La journaliste et auteure canadienne publie un nouveau témoignage sur les risques, pour une population fragilisée par une situation de crise, de voir ses acquis sociaux bafoués au bénéfice d’intérêts privés, sous couvert de reconstruction.
Dans La stratégie du choc, paru en 2008, Naomi Klein exposait, avec de nombreux exemples à l’appui, sa théorie selon laquelle les cataclysmes naturels, les conflits armés, les perturbations économiques, ou toute autre crise d’envergure, créent des conditions de table rase. Divers types de promoteurs y voient alors l’occasion de privatiser des institutions ou de mettre en place des projets générateurs de profits pour une minorité, au détriment des populations. Avec Le choc des utopies, la journaliste militante revient à la charge en étayant cette fois le cas de Porto Rico, après le passage des ouragans Irma et Maria en septembre 2017.

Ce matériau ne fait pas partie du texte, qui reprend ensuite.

PR #2110, opened 2023-03-04
Solution

92BS:
Used switch/case construction

### DIFF
--- a/src/transformState.js
+++ b/src/transformState.js
@@ -5,7 +5,25 @@
  * @param {Object[]} actions
  */
 function transformState(state, actions) {
-  // write code here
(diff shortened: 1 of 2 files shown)


src/transformState.js
```diff
@@ -5,7 +5,25 @@
...
+          delete state[key];
+        }
+        break;
+
+      case 'clear':
+        for (const kees in state) {
+          delete state[kees];
+        }
+        break;
+    }
```
witflash, line 25: The switch/case need to have `default` statement.
You can return nothing here or handle some errors.

witflash (approved):
Good job 👍🏻

PR #2113, opened 2023-03-05
'Solution'

denlubn:


src/transformState.js
```diff
@@ -5,7 +5,21 @@
...
+    } else if (action.type === 'removeProperties') {
+      for (const key of action.keysToRemove) {
+        delete state[key];
+      }
+    } else if (action.type === 'clear') {
+      for (const key in state) {
+        delete state[key];
+      }
+    }
+  }
```
nazarmatsevych, line 20: In this case it's better to use `switch/case` statement as you rely only on action.type value

src/transformState.js
```diff
@@ -5,7 +5,21 @@
  * @param {Object[]} actions
  */
 function transformState(state, actions) {
-  // write code here
+  for (const action of actions) {
+    if (action.type === 'addProperties') {
+      Object.assign(state, action.extraData);
+    } else if (action.type === 'removeProperties') {
+      for (const key of action.keysToRemove) {
```
nazarmatsevych, line 12: Use destructuring of object properties

nazarmatsevych (changes requested):

src/transformState.js
```diff
@@ -5,7 +5,27 @@
  * @param {Object[]} actions
  */
 function transformState(state, actions) {
-  // write code here
+  actions.forEach(action => {
```
loralevitska, line 8: Fix previous comment about destructuring
```suggestion
  actions.forEach({ type,  extraData, keysToRemove }=> {
```

loralevitska (changes requested):
If you have any questions, please ask them in fe_chat and tag mentors. It will be faster, because your answers in GitHub will be visible to mentor only after you re-request review
 
 Add default case

nazarmatsevych (approved):

PR #2115, opened 2023-03-06
Solution

antonina-klishch:


src/transformState.js
```diff
@@ -5,7 +5,21 @@
  * @param {Object[]} actions
  */
 function transformState(state, actions) {
-  // write code here
+  for (const action of actions) {
+    if (action.type === 'addProperties') {
+      Object.assign(state, action.extraData);
+    } else if (action.type === 'removeProperties') {
+      for (const char of action.keysToRemove) {
```
Volodymyr-Melnyk-Fron10der, line 12: it's a key actually
```suggestion
      for (const key of action.keysToRemove) {
```

src/transformState.js
```diff
@@ -5,7 +5,21 @@
  * @param {Object[]} actions
  */
 function transformState(state, actions) {
-  // write code here
+  for (const action of actions) {
```
Volodymyr-Melnyk-Fron10der, line 8: destructurize action
```suggestion
  for (const {type, ....} of actions) {
```

Volodymyr-Melnyk-Fron10der (changes requested):
Almost there💪🏼

src/transformState.js
```diff
@@ -5,7 +5,25 @@
...
+      case 'removeProperties':
+        for (const key of keysToRemove) {
+          delete state[key];
+        }
+        break;
+      default:
+        for (const key1 in state) {
+          delete state[key1];
+        }
+        break;
```
loralevitska, line 22: The default value is used in case no value fits. I don't think clearing the data is a good idea. Just return state

src/transformState.js
```diff
@@ -5,7 +5,25 @@
...
+  for (const { type, extraData, keysToRemove } of actions) {
+    switch (type) {
+      case 'addProperties':
+        Object.assign(state, extraData);
+        break;
+      case 'removeProperties':
+        for (const key of keysToRemove) {
+          delete state[key];
+        }
+        break;
```
loralevitska, line 17:
```suggestion
      case 'addProperties':
        Object.assign(state, extraData);
        break;
        
      case 'removeProperties':
        for (const key of keysToRemove) {
          delete state[key];
        }
        break;
        
```

src/transformState.js
```diff
@@ -5,7 +5,25 @@
  * @param {Object[]} actions
  */
 function transformState(state, actions) {
-  // write code here
+  for (const { type, extraData, keysToRemove } of actions) {
```
loralevitska, line 8:
```suggestion
  for (const { type, extraData, keysToRemove, clear } of actions) {
```

Write code for `clear` case

loralevitska (changes requested):
Almost perfect)

DarkMistyRoom (approved):

PR #2116, opened 2023-03-06
Solution

hyrych-max:


src/transformState.js
```diff
@@ -6,6 +6,20 @@
...
+  actions.forEach(action => {
+    if (action.type === 'addProperties') {
+      Object.assign(state, action.extraData);
+    } else if (action.type === 'removeProperties') {
+      action.keysToRemove.forEach(key => {
+        if (key in state) {
+          delete state[key];
+        }
+      });
+    } else if (action.type === 'clear') {
```
polosanya, line 18: For now, your code looks a bit complicated. Use switch case instead of else...ifs
image

polosanya (changes requested):

OlEzhA0 (approved):

PR #2117, opened 2023-03-07
Solution

NadiiaR:


Virass (changes requested):
Cool but i think in this case little bit better use `for of` loop and use `switch case `instead of an `if` condition construction

Viktor-Kost (approved):

PR #2118, opened 2023-03-07
Solution

yurii-shkrobut-m:


src/transformState.js
```diff
@@ -4,8 +4,29 @@
...
+
+      if (object[key] === 'addProperties') {
+        Object.assign(state, object['extraData']);
+      }
+
+      if (object[key] === 'removeProperties') {
+        for (const item of object['keysToRemove']) {
+          delete state[item];
+        }
+      }
```
loralevitska, line 25: Use [`switch case`](https://developer.mozilla.org/en-US/docs/Web/JavaScript/Reference/Statements/switch) in cases where you constantly compare one value with others

src/transformState.js
```diff
@@ -4,8 +4,29 @@
  * @param {Object} state
  * @param {Object[]} actions
  */
+
 function transformState(state, actions) {
-  // write code here
+  for (const object of actions) {
```
loralevitska, line 9:
```suggestion
  for (const action of actions) {
```

And also destructure `action`

loralevitska (changes requested):
Almost done)

src/transformState.js
```diff
@@ -4,8 +4,31 @@
...
+    for (const key in action) {
+      switch (action[key]) {
+        case 'clear':
+          for (const key2 in state) {
+            delete state[key2];
+          }
+          break;
+
+        case 'addProperties':
+          Object.assign(state, action['extraData']);
```
SerhiiKirik, line 19:
```suggestion
          Object.assign(state, action.extraData);
```

src/transformState.js
```diff
@@ -4,8 +4,31 @@
  * @param {Object} state
  * @param {Object[]} actions
  */
+
 function transformState(state, actions) {
-  // write code here
+  for (const action of actions) {
+    for (const key in action) {
```
SerhiiKirik, line 10: Try to do it with 1 loop

src/transformState.js
```diff
@@ -4,8 +4,31 @@
...
+      switch (action[key]) {
```
SerhiiKirik, line 11:
```suggestion
      switch (action.type) {
```

SerhiiKirik (changes requested):
Good job 🚀 
Let's try to fix comments & improve your code 🧑‍💻

SerhiiKirik (approved):
LGTM 🔥

PR #2119, opened 2023-03-07
add solution

allagutsul27:


src/transformState.js
```diff
@@ -5,7 +5,31 @@
...
+          delete state[prop];
+        }
+      }
+    }
+
+    if (action.type === 'clear') {
+      for (const key in state) {
+        delete state[key];
+      }
+    }
```
VitaliyBondarenko1982, line 29: use switch..case instead if

src/transformState.js
```diff
@@ -5,7 +5,31 @@
...
  */
 function transformState(state, actions) {
-  // write code here
+  for (const action of actions) {
+    if (action.type === 'addProperties') {
+      const data = Object.entries(action.extraData);
+
+      for (const item of data) {
+        state[item[0]] = item[1];
+      }
```
VitaliyBondarenko1982, line 14:
```suggestion

       Object.assign(state, action.extraData);
```

VitaliyBondarenko1982 (changes requested):

mykhalenych (approved):

PR #2123, opened 2023-03-08
Solution

Oleksandr-Hundertailo:


src/transformState.js
```diff
@@ -5,7 +5,29 @@
...
+    }
+
+    if (actions[i].type === 'clear') {
+      for (const key in state) {
+        delete state[key];
+      }
+    }
+  }
+
+  return (state);
```
dashaprotsko: Since the function should modify the state directly, there is no need to return the state. Remove the `return (state);` line.

src/transformState.js
```diff
@@ -5,7 +5,29 @@
  * @param {Object[]} actions
  */
 function transformState(state, actions) {
-  // write code here
+  for (let i = 0; i < actions.length; i++) {
+    if (actions[i].type === 'addProperties') {
+      Object.assign(state, actions[i].extraData);
```
dashaprotsko, line 14: Use the spread operator instead of `Object.assign()` to copy the object without mutating the original object. Replace with `state = { ...state, ...actions[i].extraData };`

dashaprotsko (approved):
Well done :)

PR #1378, opened 2024-03-05
feat: add service specific AuthSchemePlugin and DefaultAWSAuthSchemePlugin

AndrewFossAWS:
## Description of changes
Add service specific AuthSchemePlugin and DefaultAWSAuthSchemePlugin


Sources/Services/AWSACM/Plugins.swift
```diff
@@ -0,0 +1,59 @@
...
+            }
+            if (self.authSchemeResolver != nil) {
+                config.authSchemeResolver = self.authSchemeResolver!
+            }
+            if (self.awsCredentialIdentityResolver != nil) {
+                config.awsCredentialIdentityResolver = self.awsCredentialIdentityResolver!
+            }
+        }
+    }
+}
```
sichanyoo, line 59: Q: Why do we have two plugins for auth scheme related things? Could these maybe be combined into one plugin `ACMClientAuthSchemePlugin` by checking if set value is nil (like it's doing rn) and if it is nil, setting it to default value (like its done in `DefaultAWSAuthSchemePlugin`?

codegen/smithy-aws-swift-codegen/src/main/kotlin/software/amazon/smithy/aws/swift/codegen/plugins/AuthSchemePlugin.kt
```diff
@@ -0,0 +1,63 @@
...
+
+            writer.openBlock(
+                "public init(authSchemes: \$N = nil, authSchemeResolver: \$N = nil, awsCredentialIdentityResolver: \$N = nil) {", "}",
+                ClientRuntimeTypes.Auth.AuthSchemes.toOptional(),
+                AuthSchemeResolverGenerator.getServiceSpecificAuthSchemeResolverName(ctx).toOptional(),
+                AWSClientRuntimeTypes.Core.AWSCredentialIdentityResolver.toGeneric().toOptional()
+            ) {
+                writer.write("self.authSchemeResolver = authSchemeResolver")
+                writer.write("self.authSchemes = authSchemes")
+                writer.write("self.awsCredentialIdentityResolver = awsCredentialIdentityResolver")
```
sichanyoo, line 45: Q: Why is credential identity resolver part of the service specific auth scheme plugin, but not the default AWS auth scheme plugin? Is this overlap between auth scheme plugin & credential identity resolver plugin intentional?

sichanyoo (commented):
Left a couple questions.

codegen/smithy-aws-swift-codegen/src/main/kotlin/software/amazon/smithy/aws/swift/codegen/plugins/AuthSchemePlugin.kt
AndrewFossAWS: > Is this overlap between auth scheme plugin & credential identity resolver plugin intentional?
Yes, I thought they are all related Identity and authentication so I decided to group in the same plugin.

sichanyoo: I see, that's fine, but should it be consistent between default plugin and service-specific plugin? Default one does not have identity resolver but service-specific one does. Also, does this make identity resolver plugin redundant?

syall: I think the identity resolver plugin doesn't exist in the PR anymore, but the title and description need to be updated.

syall (approved):

sichanyoo (approved):

PR #1395, opened 2024-03-08
fix: Add overwrite behavior for endpoints 2.0 for signing properties

sichanyoo:
## Description of changes

- Add codegen for overwriting signing property value for `signingName` and `signingRegion` if auth scheme is resolved from the resolved endpoint and it has custom values for these.
- Update a codegen test

## Conventional Commits


jbelkins (approved):
Approved pending green build

Issue #1400, opened 2024-03-11
Implement "S3 Expires Shape Customization" SEP


smivij:

sichanyoo:
IF Smithy team makes the changes before we go GA, no action should be needed from Swift SDK team.
Needs further investigation on:
- Whether protocol tests have been written / wip by Smithy team for this
- When the Smithy team is planning to change the type of `Expires` shape from `timestamp` to `string` (as of 3/11/24, it is still `timestamp`)

sichanyoo:
AWS Swift SDK has a `SwiftIntegration` in place that "re-shapes" Expires member shape in S3 model to target `smithy.api#String` instead of `smithy.api#Timestamp` IF it is nested under `XYZOutput` shapes.

[This](https://github.com/awslabs/aws-sdk-swift/blob/main/codegen/smithy-aws-swift-codegen/src/main/kotlin/software/amazon/smithy/aws/swift/codegen/customization/s3/S3Expires.kt) is the integration, and it was added with [this PR](https://github.com/awslabs/aws-sdk-swift/pull/709).

This means that even if Smithy team changes Expires shape to be String in C2J / Smithy model resulting from C2J tool, the behavior of Swift SDK **will remain the same for deserialization** because we already treat it as string and copy the string from HTTP header into string property of the output type.

However, the planned changes by Smithy team outlined by `--/seps/accepted/shared/s3-expires-shape-customization.md` SEP includes `Expires` shape nested under input shapes as well (SIMs: `SMITHY-2535` & `SMITHY-2536`). I'll be putting up a PR soon that links this issue, that expands pre-existing integration to include `Expires` nested under input shapes as well.

dayaffe:
Released in 0.43

PR #1466, opened 2024-04-29
feat!: Make Expires member in S3 always be a String

sichanyoo:
## Issue \#

GH issue: https://github.com/awslabs/aws-sdk-swift/issues/1400
SEP: `--/seps/accepted/shared/s3-expires-shape-customization.md`

## Description of changes

- Resulting codegen change in S3 model is included in PR for quick reference.
- Expand pre-existing model preprocessing where `Expires` member shape gets changed from targeting timestamp to string shape if it were nested under output shapes, to change it regardless of where it is.
- This change future-proofs our SDK for this particular SEP. Regardless of whether Smithy team makes the change to the C2J tool to remove the reshaping logic before we GA or not, our SDK's behavior will stay the same (treat Expires as string).

## Conventional Commits

### DIFF
--- a/Sources/Services/AWSS3/models/Models.swift
+++ b/Sources/Services/AWSS3/models/Models.swift
@@ -1911,7 +1911,7 @@ extension CopyObjectInput {
             items.add(Header(name: "x-amz-source-expected-bucket-owner", value: Swift.String(expectedSourceBucketOwner)))
         }
         if let expires = value.expires {
-            items.add(Header(name: "Expires", value: Swift.String(TimestampFormatter(format: .httpDate).string(from: expires))))
+            items.add(Header(name: "Expires", value: Swift.String(expires)))
         }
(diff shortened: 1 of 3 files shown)


Sources/Services/AWSS3/models/Models.swift
```diff
@@ -1911,7 +1911,7 @@ extension CopyObjectInput {
             items.add(Header(name: "x-amz-source-expected-bucket-owner", value: Swift.String(expectedSourceBucketOwner)))
```
sichanyoo, line 1911: S3 model codegen output; included in PR for quick reference to reviewers.

syall (approved):

jbelkins (approved):
Discussed offline with Chan.  Primary effect is to ensure that abnormal string timestamp values in the `Expires` field do not fail an otherwise valid request.

Approved.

Ce nouveau livre de Klein ne constitue pas une analyse approfondie de la mouvance socioéconomique et politique à Porto Rico, dont la relation de dépendance envers les États-Unis repose sur un statut particulier et pour le moins alambiqué. On y trouve d’une part des exemples d’efforts déployés par des représentants du grand capital pour profiter de la situation précaire causée par les ouragans dans le pays. On y trouve d’autre part, et c’est le plus intéressant, des exemples de mobilisation citoyenne visant à prendre en mains la destinée du pays, dans une perspective d’autonomie, de solidarité et de démocratie.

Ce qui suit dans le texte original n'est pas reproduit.